Saved entries

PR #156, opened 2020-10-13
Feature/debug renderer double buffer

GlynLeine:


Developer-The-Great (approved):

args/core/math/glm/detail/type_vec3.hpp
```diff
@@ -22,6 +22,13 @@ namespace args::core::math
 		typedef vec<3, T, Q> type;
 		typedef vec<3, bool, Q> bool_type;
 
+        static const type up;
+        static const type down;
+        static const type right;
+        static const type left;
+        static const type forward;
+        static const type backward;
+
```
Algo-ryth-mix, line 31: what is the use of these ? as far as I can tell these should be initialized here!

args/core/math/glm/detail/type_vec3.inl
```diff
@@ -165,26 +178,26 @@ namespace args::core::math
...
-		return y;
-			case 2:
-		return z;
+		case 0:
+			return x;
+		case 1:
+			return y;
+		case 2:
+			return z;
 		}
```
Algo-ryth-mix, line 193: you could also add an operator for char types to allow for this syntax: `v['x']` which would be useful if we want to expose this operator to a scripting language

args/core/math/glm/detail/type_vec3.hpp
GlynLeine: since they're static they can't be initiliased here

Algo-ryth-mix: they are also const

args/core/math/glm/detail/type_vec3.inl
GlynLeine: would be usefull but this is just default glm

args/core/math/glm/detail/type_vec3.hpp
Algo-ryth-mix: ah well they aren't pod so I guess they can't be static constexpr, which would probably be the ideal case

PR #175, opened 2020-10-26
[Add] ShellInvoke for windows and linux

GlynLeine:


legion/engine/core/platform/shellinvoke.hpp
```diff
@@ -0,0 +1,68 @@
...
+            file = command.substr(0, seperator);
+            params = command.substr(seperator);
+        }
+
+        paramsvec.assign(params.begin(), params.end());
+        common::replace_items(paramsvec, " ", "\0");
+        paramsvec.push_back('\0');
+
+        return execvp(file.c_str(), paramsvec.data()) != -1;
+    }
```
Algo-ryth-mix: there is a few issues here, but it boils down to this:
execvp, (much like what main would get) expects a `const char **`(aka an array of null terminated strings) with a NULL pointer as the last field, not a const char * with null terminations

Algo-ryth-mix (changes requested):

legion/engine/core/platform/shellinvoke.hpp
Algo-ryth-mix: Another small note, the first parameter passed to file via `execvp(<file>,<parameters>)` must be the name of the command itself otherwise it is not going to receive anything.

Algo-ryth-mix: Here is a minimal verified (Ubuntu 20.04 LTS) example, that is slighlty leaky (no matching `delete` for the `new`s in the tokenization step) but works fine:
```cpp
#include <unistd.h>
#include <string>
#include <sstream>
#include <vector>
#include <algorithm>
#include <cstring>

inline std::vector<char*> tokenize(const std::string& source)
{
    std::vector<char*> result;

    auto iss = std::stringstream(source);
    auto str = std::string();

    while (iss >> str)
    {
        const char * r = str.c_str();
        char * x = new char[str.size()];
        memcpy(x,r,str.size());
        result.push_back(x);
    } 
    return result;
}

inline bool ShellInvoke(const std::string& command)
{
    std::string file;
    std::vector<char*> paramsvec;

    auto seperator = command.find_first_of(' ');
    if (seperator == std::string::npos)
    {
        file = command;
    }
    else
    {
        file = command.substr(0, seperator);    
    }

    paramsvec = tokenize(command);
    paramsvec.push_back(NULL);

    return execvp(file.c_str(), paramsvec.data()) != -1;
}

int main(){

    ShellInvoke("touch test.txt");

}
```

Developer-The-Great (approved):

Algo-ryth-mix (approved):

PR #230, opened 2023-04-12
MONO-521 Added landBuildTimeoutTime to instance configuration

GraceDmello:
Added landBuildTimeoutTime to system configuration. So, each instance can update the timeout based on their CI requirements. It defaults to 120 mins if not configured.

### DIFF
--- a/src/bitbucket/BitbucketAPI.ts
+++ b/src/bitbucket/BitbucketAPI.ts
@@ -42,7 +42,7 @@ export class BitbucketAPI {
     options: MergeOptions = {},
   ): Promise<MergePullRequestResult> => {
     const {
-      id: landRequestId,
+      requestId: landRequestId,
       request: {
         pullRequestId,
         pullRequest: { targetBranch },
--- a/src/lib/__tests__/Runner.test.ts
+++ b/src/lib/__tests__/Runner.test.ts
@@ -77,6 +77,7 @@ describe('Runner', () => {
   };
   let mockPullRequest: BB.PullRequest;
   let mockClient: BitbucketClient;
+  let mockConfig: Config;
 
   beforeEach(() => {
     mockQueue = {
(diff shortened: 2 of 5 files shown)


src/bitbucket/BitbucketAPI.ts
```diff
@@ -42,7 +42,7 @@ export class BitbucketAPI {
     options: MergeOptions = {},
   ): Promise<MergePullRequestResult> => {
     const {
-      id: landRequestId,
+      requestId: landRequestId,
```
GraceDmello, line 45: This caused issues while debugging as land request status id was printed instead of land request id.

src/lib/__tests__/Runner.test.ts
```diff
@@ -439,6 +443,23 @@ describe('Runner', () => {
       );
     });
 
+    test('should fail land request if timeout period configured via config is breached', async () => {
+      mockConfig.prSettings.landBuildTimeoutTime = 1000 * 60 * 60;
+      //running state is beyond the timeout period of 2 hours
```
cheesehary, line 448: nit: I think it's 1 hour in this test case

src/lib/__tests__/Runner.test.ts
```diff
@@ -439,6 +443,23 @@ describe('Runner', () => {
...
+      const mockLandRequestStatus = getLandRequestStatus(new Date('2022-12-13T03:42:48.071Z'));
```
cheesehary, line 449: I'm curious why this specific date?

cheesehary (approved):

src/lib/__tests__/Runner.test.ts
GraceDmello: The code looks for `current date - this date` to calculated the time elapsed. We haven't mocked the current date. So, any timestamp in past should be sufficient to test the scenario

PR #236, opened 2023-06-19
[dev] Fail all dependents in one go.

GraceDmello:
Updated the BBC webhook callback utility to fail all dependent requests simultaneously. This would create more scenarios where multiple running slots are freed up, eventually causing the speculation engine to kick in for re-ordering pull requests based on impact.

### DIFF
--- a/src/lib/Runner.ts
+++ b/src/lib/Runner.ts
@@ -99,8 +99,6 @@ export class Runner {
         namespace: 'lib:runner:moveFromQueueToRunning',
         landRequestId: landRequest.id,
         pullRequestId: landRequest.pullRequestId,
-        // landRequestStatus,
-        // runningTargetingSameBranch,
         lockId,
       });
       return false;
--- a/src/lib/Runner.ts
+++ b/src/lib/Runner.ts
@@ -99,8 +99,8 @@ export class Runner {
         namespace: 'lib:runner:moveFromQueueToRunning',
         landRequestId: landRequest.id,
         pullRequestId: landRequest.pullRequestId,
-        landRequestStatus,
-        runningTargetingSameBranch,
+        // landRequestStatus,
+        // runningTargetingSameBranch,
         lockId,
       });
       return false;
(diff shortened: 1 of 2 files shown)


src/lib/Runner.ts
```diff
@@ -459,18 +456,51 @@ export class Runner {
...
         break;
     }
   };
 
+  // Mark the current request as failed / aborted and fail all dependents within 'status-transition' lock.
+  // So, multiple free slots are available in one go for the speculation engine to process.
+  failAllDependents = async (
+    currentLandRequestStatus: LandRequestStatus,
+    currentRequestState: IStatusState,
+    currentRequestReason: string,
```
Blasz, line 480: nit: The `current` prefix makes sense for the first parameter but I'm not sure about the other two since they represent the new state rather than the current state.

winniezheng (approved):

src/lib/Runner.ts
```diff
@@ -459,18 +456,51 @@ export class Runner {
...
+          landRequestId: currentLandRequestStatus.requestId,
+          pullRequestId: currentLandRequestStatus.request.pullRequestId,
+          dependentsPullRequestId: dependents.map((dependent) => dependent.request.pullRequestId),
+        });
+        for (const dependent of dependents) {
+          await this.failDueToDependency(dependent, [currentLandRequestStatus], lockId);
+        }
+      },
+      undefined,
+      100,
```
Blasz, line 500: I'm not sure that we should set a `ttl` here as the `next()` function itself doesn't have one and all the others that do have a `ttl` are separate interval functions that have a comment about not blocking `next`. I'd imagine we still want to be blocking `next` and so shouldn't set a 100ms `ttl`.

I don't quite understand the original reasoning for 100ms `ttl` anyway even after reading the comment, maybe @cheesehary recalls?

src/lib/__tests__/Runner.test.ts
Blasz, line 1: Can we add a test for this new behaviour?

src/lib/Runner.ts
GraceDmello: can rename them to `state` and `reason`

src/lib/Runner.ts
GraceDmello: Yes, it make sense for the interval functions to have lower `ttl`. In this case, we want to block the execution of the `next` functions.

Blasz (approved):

--- Your objective ---
Would you set down, word for word, the lines from the opening of the entries above through the line with "Algo-ryth-mix: they are also const", both included, and no others?

--- Answer to the exercise ---
PR #156, opened 2020-10-13
Feature/debug renderer double buffer

GlynLeine:


Developer-The-Great (approved):

args/core/math/glm/detail/type_vec3.hpp
```diff
@@ -22,6 +22,13 @@ namespace args::core::math
 		typedef vec<3, T, Q> type;
 		typedef vec<3, bool, Q> bool_type;
 
+        static const type up;
+        static const type down;
+        static const type right;
+        static const type left;
+        static const type forward;
+        static const type backward;
+
```
Algo-ryth-mix, line 31: what is the use of these ? as far as I can tell these should be initialized here!

args/core/math/glm/detail/type_vec3.inl
```diff
@@ -165,26 +178,26 @@ namespace args::core::math
...
-		return y;
-			case 2:
-		return z;
+		case 0:
+			return x;
+		case 1:
+			return y;
+		case 2:
+			return z;
 		}
```
Algo-ryth-mix, line 193: you could also add an operator for char types to allow for this syntax: `v['x']` which would be useful if we want to expose this operator to a scripting language

args/core/math/glm/detail/type_vec3.hpp
GlynLeine: since they're static they can't be initiliased here

Algo-ryth-mix: they are also const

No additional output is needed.